**RECORDS SHOWN**:
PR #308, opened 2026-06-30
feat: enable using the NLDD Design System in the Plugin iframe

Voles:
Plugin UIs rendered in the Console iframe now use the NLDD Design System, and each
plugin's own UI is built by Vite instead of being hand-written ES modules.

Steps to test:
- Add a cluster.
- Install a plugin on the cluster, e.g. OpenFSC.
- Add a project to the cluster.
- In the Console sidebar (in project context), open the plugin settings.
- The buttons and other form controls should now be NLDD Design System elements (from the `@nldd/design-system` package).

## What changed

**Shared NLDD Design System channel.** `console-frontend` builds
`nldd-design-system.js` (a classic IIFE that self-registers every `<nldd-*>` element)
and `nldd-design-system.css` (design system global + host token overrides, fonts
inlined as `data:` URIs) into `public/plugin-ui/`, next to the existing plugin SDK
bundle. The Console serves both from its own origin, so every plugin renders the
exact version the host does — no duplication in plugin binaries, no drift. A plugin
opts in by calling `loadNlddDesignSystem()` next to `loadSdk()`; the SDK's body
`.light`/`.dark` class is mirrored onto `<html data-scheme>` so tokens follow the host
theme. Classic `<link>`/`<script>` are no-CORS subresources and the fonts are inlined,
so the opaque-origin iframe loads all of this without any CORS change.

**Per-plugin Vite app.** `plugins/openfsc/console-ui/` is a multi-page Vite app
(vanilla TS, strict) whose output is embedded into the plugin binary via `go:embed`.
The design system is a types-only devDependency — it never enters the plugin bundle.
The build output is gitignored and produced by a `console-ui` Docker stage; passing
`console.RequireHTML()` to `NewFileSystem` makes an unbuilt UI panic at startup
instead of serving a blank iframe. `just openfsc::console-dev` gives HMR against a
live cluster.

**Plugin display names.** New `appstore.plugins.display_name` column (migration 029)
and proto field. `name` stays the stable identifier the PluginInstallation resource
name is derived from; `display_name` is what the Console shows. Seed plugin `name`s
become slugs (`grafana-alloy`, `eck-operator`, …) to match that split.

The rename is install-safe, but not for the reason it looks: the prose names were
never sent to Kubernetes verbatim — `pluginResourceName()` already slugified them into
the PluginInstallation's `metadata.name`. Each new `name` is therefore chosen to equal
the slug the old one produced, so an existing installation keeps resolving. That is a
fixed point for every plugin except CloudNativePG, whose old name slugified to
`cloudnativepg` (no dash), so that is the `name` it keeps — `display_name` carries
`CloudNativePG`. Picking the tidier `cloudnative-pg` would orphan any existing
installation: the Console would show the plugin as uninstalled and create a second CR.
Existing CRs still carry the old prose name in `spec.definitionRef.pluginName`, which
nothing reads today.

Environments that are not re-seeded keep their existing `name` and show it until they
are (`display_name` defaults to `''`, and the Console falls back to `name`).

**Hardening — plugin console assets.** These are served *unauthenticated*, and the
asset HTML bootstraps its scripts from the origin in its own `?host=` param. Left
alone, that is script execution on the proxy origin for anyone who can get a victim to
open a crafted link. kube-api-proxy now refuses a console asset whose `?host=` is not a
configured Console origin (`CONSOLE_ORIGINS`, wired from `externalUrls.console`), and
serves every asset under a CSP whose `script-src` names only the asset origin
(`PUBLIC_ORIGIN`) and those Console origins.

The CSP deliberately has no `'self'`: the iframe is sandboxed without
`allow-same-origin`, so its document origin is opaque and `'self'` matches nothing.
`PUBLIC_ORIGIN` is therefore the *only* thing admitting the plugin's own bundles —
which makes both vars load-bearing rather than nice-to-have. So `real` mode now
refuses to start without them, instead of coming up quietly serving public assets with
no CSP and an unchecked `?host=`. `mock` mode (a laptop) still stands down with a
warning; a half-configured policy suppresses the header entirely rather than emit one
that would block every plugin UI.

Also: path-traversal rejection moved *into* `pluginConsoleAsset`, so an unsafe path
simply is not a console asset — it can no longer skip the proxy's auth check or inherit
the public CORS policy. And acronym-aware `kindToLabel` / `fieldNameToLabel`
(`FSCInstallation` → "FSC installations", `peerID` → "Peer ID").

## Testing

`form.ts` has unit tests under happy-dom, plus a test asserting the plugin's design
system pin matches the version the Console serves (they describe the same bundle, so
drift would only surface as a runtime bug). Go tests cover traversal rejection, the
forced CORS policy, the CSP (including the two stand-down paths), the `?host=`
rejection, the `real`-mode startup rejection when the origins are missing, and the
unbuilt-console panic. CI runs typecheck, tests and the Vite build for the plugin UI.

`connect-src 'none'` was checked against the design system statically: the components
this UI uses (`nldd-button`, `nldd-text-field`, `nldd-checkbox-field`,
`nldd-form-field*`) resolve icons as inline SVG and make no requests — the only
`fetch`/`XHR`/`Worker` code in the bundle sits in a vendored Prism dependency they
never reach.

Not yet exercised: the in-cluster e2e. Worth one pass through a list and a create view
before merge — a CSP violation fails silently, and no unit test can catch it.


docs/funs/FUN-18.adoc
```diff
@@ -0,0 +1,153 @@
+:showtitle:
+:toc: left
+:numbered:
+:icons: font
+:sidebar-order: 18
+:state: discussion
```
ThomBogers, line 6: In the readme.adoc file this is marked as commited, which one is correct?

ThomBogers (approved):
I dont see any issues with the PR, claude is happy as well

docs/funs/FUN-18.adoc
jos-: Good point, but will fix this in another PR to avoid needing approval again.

---

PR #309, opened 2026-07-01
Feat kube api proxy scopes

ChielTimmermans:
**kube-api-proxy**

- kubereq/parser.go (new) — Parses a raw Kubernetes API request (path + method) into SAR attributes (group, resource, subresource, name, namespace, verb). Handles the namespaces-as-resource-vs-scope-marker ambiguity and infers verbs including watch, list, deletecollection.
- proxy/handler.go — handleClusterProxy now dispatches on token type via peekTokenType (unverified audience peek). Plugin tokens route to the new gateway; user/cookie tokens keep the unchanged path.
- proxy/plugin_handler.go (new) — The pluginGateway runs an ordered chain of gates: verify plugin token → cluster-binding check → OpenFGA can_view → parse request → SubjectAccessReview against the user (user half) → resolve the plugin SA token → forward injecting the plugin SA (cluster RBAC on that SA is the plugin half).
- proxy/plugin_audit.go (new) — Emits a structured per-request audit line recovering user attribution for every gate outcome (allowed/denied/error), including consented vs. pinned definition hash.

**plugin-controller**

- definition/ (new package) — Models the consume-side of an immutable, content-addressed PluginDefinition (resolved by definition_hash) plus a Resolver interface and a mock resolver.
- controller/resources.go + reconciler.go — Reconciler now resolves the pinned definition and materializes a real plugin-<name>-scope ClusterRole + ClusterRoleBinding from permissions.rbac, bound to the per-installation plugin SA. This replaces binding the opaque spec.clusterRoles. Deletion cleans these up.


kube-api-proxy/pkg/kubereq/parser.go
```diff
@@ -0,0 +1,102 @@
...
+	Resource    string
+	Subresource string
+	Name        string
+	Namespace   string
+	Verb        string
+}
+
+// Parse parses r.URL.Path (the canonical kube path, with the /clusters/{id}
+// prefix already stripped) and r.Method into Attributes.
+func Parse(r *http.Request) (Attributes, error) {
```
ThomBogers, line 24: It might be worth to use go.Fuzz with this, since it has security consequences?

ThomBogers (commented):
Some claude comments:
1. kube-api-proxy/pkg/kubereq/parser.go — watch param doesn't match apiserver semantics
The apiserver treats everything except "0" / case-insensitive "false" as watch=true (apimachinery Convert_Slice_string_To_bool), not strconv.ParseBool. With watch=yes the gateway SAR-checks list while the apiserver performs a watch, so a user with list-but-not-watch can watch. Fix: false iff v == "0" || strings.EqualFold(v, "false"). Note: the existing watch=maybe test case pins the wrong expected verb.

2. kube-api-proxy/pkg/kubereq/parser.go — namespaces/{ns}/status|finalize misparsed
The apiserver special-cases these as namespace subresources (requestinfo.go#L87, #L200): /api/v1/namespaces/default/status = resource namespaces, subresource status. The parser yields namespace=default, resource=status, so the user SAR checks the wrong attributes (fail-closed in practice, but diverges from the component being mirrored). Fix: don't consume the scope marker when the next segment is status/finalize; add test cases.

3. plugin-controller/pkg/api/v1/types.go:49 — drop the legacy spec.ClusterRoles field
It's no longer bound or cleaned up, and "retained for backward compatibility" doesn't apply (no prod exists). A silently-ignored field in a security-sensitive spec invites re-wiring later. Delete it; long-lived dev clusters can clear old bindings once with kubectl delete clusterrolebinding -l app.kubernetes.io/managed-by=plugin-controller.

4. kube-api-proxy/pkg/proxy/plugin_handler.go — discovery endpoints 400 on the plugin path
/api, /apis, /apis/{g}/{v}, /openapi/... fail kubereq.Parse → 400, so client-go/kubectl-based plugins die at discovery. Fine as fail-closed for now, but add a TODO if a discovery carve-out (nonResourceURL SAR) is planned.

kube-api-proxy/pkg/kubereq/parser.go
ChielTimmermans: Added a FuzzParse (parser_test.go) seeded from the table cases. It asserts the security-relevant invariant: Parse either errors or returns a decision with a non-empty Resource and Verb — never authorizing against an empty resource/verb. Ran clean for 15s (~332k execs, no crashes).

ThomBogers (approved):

* * *

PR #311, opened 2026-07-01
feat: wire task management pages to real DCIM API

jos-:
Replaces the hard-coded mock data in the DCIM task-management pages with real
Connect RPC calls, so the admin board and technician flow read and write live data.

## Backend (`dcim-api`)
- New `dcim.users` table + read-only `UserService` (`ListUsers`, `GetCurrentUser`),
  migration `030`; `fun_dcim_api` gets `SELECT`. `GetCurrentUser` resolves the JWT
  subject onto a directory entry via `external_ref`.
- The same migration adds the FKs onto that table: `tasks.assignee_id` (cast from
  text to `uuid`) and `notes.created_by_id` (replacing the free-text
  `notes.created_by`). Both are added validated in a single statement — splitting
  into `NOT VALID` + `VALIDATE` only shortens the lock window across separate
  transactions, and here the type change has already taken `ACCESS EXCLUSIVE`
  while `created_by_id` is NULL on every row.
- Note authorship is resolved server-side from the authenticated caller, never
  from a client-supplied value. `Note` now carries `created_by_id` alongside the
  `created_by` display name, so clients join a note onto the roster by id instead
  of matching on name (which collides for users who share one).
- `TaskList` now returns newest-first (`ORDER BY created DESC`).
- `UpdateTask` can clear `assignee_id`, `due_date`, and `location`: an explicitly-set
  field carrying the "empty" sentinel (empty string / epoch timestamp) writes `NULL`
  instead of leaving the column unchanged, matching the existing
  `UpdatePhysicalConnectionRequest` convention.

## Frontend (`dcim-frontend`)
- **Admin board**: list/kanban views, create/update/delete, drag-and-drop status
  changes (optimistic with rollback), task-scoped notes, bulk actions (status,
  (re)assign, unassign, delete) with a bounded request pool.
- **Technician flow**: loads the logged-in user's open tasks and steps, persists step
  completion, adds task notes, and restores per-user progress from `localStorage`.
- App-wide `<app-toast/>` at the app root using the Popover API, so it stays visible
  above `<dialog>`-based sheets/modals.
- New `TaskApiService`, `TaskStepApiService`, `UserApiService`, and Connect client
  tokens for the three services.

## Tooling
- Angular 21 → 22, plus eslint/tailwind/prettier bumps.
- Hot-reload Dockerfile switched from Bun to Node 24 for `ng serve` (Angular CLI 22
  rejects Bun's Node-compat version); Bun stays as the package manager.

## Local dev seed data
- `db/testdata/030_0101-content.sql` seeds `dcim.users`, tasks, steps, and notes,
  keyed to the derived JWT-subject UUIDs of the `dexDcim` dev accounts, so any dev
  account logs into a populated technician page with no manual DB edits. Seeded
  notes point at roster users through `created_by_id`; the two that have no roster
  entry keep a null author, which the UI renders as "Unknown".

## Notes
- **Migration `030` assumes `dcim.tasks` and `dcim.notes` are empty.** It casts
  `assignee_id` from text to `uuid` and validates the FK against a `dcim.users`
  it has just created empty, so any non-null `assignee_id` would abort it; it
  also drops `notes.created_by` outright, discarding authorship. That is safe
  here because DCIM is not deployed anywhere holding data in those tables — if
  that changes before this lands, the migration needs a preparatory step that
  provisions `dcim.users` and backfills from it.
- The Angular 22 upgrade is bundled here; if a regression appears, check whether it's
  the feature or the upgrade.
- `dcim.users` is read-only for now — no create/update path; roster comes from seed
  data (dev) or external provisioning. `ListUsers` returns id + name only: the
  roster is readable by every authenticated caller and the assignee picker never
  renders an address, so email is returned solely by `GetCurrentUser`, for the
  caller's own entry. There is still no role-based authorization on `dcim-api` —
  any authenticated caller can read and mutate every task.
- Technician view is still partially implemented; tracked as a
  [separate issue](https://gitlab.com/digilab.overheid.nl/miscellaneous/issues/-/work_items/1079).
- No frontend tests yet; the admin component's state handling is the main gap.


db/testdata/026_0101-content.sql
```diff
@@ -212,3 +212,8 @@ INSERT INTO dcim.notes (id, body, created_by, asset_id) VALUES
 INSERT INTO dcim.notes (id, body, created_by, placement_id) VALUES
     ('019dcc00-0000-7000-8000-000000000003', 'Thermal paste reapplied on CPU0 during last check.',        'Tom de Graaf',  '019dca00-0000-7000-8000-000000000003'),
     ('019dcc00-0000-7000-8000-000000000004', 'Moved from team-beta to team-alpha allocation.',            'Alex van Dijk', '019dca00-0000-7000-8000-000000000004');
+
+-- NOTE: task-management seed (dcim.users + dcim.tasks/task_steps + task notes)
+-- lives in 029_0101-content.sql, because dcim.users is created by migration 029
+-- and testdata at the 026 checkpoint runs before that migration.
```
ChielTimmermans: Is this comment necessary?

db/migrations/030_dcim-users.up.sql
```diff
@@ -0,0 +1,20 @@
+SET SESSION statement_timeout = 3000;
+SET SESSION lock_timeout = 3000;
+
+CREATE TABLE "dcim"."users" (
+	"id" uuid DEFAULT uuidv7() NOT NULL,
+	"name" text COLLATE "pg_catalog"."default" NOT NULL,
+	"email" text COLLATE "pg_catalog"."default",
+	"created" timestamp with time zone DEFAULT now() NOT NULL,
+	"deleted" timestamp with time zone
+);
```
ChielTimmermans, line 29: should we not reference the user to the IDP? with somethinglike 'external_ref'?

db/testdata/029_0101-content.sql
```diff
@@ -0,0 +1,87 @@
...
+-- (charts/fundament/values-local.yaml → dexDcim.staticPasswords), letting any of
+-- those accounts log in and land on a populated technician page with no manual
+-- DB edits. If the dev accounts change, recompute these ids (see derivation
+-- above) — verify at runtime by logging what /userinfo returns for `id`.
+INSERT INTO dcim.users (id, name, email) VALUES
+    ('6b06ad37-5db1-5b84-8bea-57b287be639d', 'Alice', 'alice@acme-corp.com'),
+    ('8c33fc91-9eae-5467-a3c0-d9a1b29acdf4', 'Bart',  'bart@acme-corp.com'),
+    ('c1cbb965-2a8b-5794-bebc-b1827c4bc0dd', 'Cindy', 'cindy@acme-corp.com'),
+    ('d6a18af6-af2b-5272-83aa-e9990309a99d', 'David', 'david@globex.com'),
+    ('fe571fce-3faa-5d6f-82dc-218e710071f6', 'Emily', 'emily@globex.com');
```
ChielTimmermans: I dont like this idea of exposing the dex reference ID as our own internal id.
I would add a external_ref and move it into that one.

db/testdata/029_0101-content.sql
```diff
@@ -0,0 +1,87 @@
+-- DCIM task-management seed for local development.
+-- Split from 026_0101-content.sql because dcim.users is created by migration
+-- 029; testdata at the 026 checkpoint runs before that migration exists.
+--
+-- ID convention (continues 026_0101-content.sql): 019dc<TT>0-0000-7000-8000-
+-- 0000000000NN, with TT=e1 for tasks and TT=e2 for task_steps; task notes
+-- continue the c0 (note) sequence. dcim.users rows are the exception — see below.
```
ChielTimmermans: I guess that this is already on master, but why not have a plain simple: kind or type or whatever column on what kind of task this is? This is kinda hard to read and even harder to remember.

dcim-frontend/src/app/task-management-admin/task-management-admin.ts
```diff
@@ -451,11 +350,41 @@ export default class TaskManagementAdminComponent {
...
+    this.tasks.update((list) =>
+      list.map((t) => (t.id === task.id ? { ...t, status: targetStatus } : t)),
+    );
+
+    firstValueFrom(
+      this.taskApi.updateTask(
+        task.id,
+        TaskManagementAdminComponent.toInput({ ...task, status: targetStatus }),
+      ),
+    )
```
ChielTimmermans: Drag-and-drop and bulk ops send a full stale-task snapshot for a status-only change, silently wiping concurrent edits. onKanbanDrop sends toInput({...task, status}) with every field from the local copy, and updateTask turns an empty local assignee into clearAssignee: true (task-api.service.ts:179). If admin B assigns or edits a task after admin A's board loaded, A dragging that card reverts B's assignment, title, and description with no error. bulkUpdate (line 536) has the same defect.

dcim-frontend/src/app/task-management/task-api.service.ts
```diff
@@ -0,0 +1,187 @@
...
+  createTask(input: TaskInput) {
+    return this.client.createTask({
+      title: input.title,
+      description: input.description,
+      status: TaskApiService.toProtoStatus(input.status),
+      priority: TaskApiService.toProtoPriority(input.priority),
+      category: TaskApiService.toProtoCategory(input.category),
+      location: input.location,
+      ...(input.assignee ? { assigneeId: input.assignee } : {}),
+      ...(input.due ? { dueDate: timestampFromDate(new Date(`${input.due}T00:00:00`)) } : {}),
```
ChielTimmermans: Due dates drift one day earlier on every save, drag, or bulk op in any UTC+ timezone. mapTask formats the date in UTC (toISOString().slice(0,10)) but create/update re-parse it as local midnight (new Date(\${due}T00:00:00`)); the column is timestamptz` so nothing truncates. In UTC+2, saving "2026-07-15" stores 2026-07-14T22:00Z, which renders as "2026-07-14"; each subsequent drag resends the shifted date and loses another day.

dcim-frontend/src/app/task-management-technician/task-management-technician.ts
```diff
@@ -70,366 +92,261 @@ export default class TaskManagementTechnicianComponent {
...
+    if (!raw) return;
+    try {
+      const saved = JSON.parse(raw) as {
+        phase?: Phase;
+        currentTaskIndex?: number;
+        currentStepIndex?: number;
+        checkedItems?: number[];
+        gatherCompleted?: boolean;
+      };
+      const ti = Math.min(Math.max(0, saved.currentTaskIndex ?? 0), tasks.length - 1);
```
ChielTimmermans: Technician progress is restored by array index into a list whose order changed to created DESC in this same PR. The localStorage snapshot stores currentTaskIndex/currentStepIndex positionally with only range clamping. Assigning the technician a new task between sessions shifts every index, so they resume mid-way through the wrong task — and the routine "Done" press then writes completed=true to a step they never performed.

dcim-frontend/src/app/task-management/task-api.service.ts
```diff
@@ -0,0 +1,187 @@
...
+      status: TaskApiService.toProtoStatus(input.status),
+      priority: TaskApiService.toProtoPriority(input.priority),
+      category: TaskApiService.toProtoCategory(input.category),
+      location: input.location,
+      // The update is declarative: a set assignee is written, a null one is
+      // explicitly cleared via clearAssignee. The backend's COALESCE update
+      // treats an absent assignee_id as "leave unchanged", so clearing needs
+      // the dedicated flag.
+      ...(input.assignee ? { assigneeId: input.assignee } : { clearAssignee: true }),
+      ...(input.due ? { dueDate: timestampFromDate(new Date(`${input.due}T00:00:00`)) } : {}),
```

**ASSIGNMENT**: Starting with the line that holds "Connect RPC calls, so" and ending with the line that holds "transactions, and here", retype every line in the data above exactly, and nothing else.

**ANSWER BELOW**:
Connect RPC calls, so the admin board and technician flow read and write live data.

## Backend (`dcim-api`)
- New `dcim.users` table + read-only `UserService` (`ListUsers`, `GetCurrentUser`),
  migration `030`; `fun_dcim_api` gets `SELECT`. `GetCurrentUser` resolves the JWT
  subject onto a directory entry via `external_ref`.
- The same migration adds the FKs onto that table: `tasks.assignee_id` (cast from
  text to `uuid`) and `notes.created_by_id` (replacing the free-text
  `notes.created_by`). Both are added validated in a single statement — splitting
  into `NOT VALID` + `VALIDATE` only shortens the lock window across separate
  transactions, and here the type change has already taken `ACCESS EXCLUSIVE`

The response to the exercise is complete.